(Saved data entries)
::::

PR #28, opened 2021-04-30
docs(README): update link to upstream iOS Getting Started Guide

birdwell:
The old link is broken. This updates to the correct link. We might change the step numbers because step 3 isn't reflected in the guide for some reason.


mikehardy (approved):
verified - thanks!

::::

▶ What to work on
All entries should be transcribed verbatim.

▶ Response to this task
PR #28, opened 2021-04-30
docs(README): update link to upstream iOS Getting Started Guide

birdwell:
The old link is broken. This updates to the correct link. We might change the step numbers because step 3 isn't reflected in the guide for some reason.


mikehardy (approved):
verified - thanks!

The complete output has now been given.